• Exercise data:
───

PR #545, opened 2022-03-07
cleaned up commands,outputs

BharatAtEMURGOIO:

1. Cleaned up the xxd command to remove -b option (incompatible with -ps option) and unnecessary command option -c 80 as the output token name is less than 40 characters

───

• Task to carry out: Print the material once more, exactly.

• Response to the task:
PR #545, opened 2022-03-07
cleaned up commands,outputs

BharatAtEMURGOIO:

1. Cleaned up the xxd command to remove -b option (incompatible with -ps option) and unnecessary command option -c 80 as the output token name is less than 40 characters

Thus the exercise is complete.